Table 1 The information of each hormone eluted by HPLC.
Full size table

Real time qRT-PCR analysis

RNA extraction was carried out on RNA prep Pure Plant Plus Kit (TaKaRa, Dalian, China), which used root, stem, leaf, flower, berry, bud from grapevine in all sampling stages, Purity and completeness were analyzed using the Bio-RadXR Gel Imaging analysis system (Bio-RAD, CA, USA). Following the manufacturer's instructions, the PrimeScript™RT Kit with gDNA Eraser (Perfect Real time) (TaKaRa, Dalian, China) used 1 μg of total RNA extracted from collected samples, designed to obtain the first strand of cDNA.

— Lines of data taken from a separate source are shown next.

PR #1624, opened 2018-02-14
Add pythonic callback to DataFileDialog to custom selectable data

### LINKED ISSUE #1599: [datafiledialog] It would be nice to allow to select an NXentry
Request from Manolo

vallsv:
Allow to specify even more the objects the dialog can return.

Can be used like that
```
def customFilter(obj):
    if "NX_class" in obj.attrs:
        return obj.attrs["NX_class"] in [b"NXentry", u"NXentry"]
    return False
dialog = DataFileDialog(self)
dialog.setFilterMode(DataFileDialog.FilterMode.ExistingGroup)
dialog.setFilterCallback(customFilter)
```

Closes #1599

### DIFF
--- a/examples/fileDialog.py
+++ b/examples/fileDialog.py
@@ -31,7 +31,7 @@ from __future__ import absolute_import
 
 __authors__ = ["V. Valls"]
 __license__ = "MIT"
-__date__ = "12/02/2018"
+__date__ = "14/02/2018"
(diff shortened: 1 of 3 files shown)


vallsv:
Here a PR with an example to only select NXentries. It can be useful for you @srio.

The final composition volume was 10 μL, consisting of 1 μL cDNA, 5 μ L TB Green®Fast qPCR Mix, 3 μL ddH2O and 1 μL positive and negative primer mixture. qRT-PCR was then performed using CFX coupled with Real Time PCR detection system (Bio-RAD, CA, USA). All sequences of genes and transcription factors using in this study were downloaded from EnsemblPlants (http://plants.ensembl.org/info/about/index.html). The specific primers (55 genes, 7 transcription factors and actin) were designed using qPrimerDB (https://biodb.swu.edu.cn/qprimerdb/browse_plants), and the sequences and information of genes and transcription factors were all listed in Table S1. qRT-PCR procedure :95 °C was treated for 20 s, followed by 95 °C for 15 s, 55 °C for 15 s, and 60 °C for 15 s, with 39 cycles. The final relative expression of each gene was analyzed by 2Ct method.

Statistical analysis

Results were analyzed using at least three independent replicates including the mean ± standard error (SE) by data processing system SPSS 16.0 statistical software package (IBM, Armonk, NY, USA). The method of Ducan’s multiple range test (ANOVA) was used to analyze the differences of data significance at the level of P < 0.05. Correlation analysis was carried out by SPSS, by using the difference between physiological parameters of root restriction cultivation and control group, the difference of phytohormones of the two treatment groups was compared to complete correlation analysis, and the bubble diagram was drawn by TBtools (CAN, CHN). Figures were drawn by GraphPad Prism 8.0 (GraphPad Software Inc., San Diego, CA, USA) and Visio 2020 (Microsoft, SEA, USA).

Ethics declarations

The authors declare no competing interests. Experimental and field studies of plants (cultivated or wild), including the collection of plant material, have been conducted in compliance with relevant institutional, national and international guidelines and legislation.